INFORMATION PROVIDED
::::
PR #1470, opened 2022-12-07
BACKLOG-20295 : allow to override the mode where the sections are dis…

jsinovassin:
…played

https://jira.jahia.org/browse/BACKLOG-20295

### DIFF
--- a/src/main/java/org/jahia/modules/contenteditor/api/forms/impl/EditorFormServiceImpl.java
+++ b/src/main/java/org/jahia/modules/contenteditor/api/forms/impl/EditorFormServiceImpl.java
@@ -320,7 +320,14 @@ public class EditorFormServiceImpl implements EditorFormService {
 
             EditorFormDefinition mergedFormDefinition = mergeFormDefinitions(formDefinitionsToMerge);
             if (mergedFormDefinition.getSections() != null) {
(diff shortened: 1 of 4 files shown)


src/test/resources/META-INF/jahia-content-editor-forms/forms/nt_base.override.displayModes.json
```diff
@@ -0,0 +1,11 @@
+{
+  "nodeType": "nt:base",
+  "hasPreview": true,
+  "priority": 2.0,
+  "sections": [
+    {
+      "name": "layout",
+      "displayModes": ["edit"]
```
tdraier, line 8: why should we have "layout" section disabled by default for "create" ?

src/main/java/org/jahia/modules/contenteditor/api/forms/impl/EditorFormServiceImpl.java
```diff
@@ -334,6 +341,11 @@ private EditorForm getEditorForm(ExtendedNodeType primaryNodeType, Locale uiLoca
         }
     }
 
+    private boolean shouldHideSection(EditorFormSectionDefinition section, JCRNodeWrapper existingNode){
+        String currentMode = existingNode == null ? "create" : "edit";
```
dgriffon, line 345: Can you add a variable in some way to avoid to do the same test a line 301 `existingNode == null`, then pass the mode directly to the function (instead of the node)

jsinovassin: Done!

PR #1507, opened 2023-01-04
BACKLOG-20536: removed redux state, fixed sections context

tdraier:
## JIRA

https://jira.jahia.org/browse/BACKLOG-20536

### DIFF
--- a/src/javascript/SelectorTypes/registerSelectorTypesOnChange.js
+++ b/src/javascript/SelectorTypes/registerSelectorTypesOnChange.js
@@ -87,7 +87,7 @@ export const registerSelectorTypesOnChange = registry => {
                     }
                 });
                 if (updated) {
-                    onChangeContext.setSections(sections);
+                    onChangeContext.onSectionsUpdate();
                 }
             });
         }
--- a/src/javascript/SelectorTypes/registerSelectorTypesOnChange.js
+++ b/src/javascript/SelectorTypes/registerSelectorTypesOnChange.js
@@ -1,20 +1,19 @@
 import {getFields} from '~/utils/fields.utils';
 import {FieldConstraints} from './registerSelectorTypesOnChange.gql-queries';
 
-function arrayEquals(arr1, arr2) {
-    return arr1.length === arr2.length && arr1.every((value, index) => value === arr2[index]);
-}
-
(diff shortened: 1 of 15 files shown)


src/javascript/SelectorTypes/registerSelectorTypesOnChange.js
```diff
@@ -82,7 +87,7 @@ export const registerSelectorTypesOnChange = registry => {
                     }
                 });
                 if (updated) {
-                    onChangeContext.onSectionsUpdate();
+                    onChangeContext.setSections(sections);
```
jkevan, line 90: This will log the warning message:
`console.warn('Sections update is deprecated');` may be better to keep calling `onSectionsUpdate()` to avoid warn logs.

jkevan (approved):

src/javascript/contexts/ContentEditorSection/ContentEditorSection.context.jsx
```diff
@@ -1,20 +1,39 @@
...
+    const [expanded, setExpanded] = useState({});
     const [, setChangeCount] = useState(0);
 
+    const stringifiedSections = formSections && JSON.stringify(formSections);
+    if (stringifiedSections && previousValue.current !== stringifiedSections) {
+        previousValue.current = stringifiedSections;
+        const sectionsCopy = JSON.parse(stringifiedSections);
+        setSectionsState(sectionsCopy);
+        if (Object.keys(expanded).length === 0) {
+            setExpanded(sectionsCopy.reduce((acc, curr) => ({
```
dgriffon, line 20: `reduce` can be replaced by a `map`

dgriffon (approved):

src/javascript/contexts/ContentEditorSection/ContentEditorSection.context.jsx
tdraier: how ? unless we convert `expanded` to an array (which could be more simple) ?

dgriffon: indeed, the `reduce` is required
```[curr.name]: acc[curr.name] ? acc[curr.name] : curr.expanded``` 
can be simplified

PR #1530, opened 2023-01-27
TECH-1134: Added capability to run manually and across all supported branches

Fgerthoffert:
- Workflow can now be triggered manually
- A matrix job allows the check to be executed on all supported branches

### DIFF
--- a/.github/workflows/schedule-sonar.yml
+++ b/.github/workflows/schedule-sonar.yml
@@ -7,6 +7,9 @@ on:
   schedule:
     - cron: '0 4 * * 1,3,5' # At 4AM, on Monday, Wednesday and Friday
 
+env:
+  MODULE_ID: content-editor
+
 jobs:
   sonar-analysis:
     name: Sonar Analysis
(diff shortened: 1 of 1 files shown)


.github/workflows/schedule-sonar.yml
```diff
@@ -3,20 +3,27 @@
...
 
 jobs:
   sonar-analysis:
-    name: Sonar Analysis
+    name: Sonar Analysis (Branch: ${{ matrix.supported_branches }})
     runs-on: ubuntu-latest
+    strategy:
+      fail-fast: false
+      matrix:
+         supported_branches: ['master', '3_5_x']
```
bpapez, line 17: Who will keep this up-to-date?
It is very likely that it will be forgotten to put new branches into this list.

bpapez (changes requested):

.github/workflows/schedule-sonar.yml
Fgerthoffert: yes, but I'm not sure what the alternative is, scheduled workflows run from the master branch, so at some point we have to specify which branches should be executed (and github has no way of knowing what branches are considered "supported").

bpapez: I can either think of having an automated way to detect which branches are still active: by using a regexp to detect our maintenance branches and check the last commit date and if it is not older than n months we do the sonarqube check. 

Or we should have some standard way to configure per repository (or in a general document/url), which branches are still supported, and then have a workflow/process to make sure that this information is kept up-to-date.

Fgerthoffert: I think we should for the time being go ahead with this. Yes it will rely on someone from the team to think about updating the maintenance branches, but as-is master will be scanned, which is probably better than today

bpapez (approved):

PR #1549, opened 2023-02-13
BACKLOG-17201: Persist 'create another' checkbox state

gflores-jahia:
## JIRA

https://jira.jahia.org/browse/BACKLOG-17201

## Description

Move `createAnother` state to content-editor context to persist when switching languages during create.

### DIFF
--- a/src/javascript/ContentEditor/Create.jsx
+++ b/src/javascript/ContentEditor/Create.jsx
@@ -1,4 +1,4 @@
-import React, {useEffect, useState} from 'react';
+import React, {useEffect} from 'react';
 import {useNotifications} from '@jahia/react-material';
 import {Formik} from 'formik';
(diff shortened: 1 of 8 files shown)


tdraier (dismissed):

cedmail:
Just one question don't we need to keep the create another checked also in non i18n situation

- Site only in english
- Create a Rich Text,
- Click Create Another
- Click Save
- Create Another should still be checked?

cedmail (dismissed):

gflores-jahia:
@cedmail Added basic 'create another' scenario like you described.

Also looks like I was able to fix pdf and pickerMultiple flakiness that's been going on as well, but we'll see if it comes up again on future PRs

cedmail (approved):

PR #1556, opened 2023-02-20
BACKLOG-20565: Allow to use override per site

tdraier:
## JIRA

https://jira.jahia.org/browse/BACKLOG-20565


gflores-jahia (commented):
Code looks ok to me but looks like there's still some JUnit tests failing

gflores-jahia (approved):

PR #1605, opened 2023-04-24
TECH-1143 add datePicker test

Janin-Michel-Mathias:
## JIRA

https://jira.jahia.org/browse/TECH-1143

## Description
Add tests on date picker


Fgerthoffert (changes requested):
As per the discussion on slack:
 - The tests should actually include the test (tests should not be in before or after)
 - `Use utils/helpers/graphql/groovy scripts to do any before/after operation, never load/use the ui here` https://jahia.slack.com/archives/C04JG1LNR9U/p1682069122403599

Fgerthoffert (approved):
::::
WORK ITEM
Only the lines from the opening of the material through the line with "-320,7 +320,14 @@" should be echoed, exactly as written.

ANSWER SECTION
PR #1470, opened 2022-12-07
BACKLOG-20295 : allow to override the mode where the sections are dis…

jsinovassin:
…played

https://jira.jahia.org/browse/BACKLOG-20295

### DIFF
--- a/src/main/java/org/jahia/modules/contenteditor/api/forms/impl/EditorFormServiceImpl.java
+++ b/src/main/java/org/jahia/modules/contenteditor/api/forms/impl/EditorFormServiceImpl.java
@@ -320,7 +320,14 @@ public class EditorFormServiceImpl implements EditorFormService {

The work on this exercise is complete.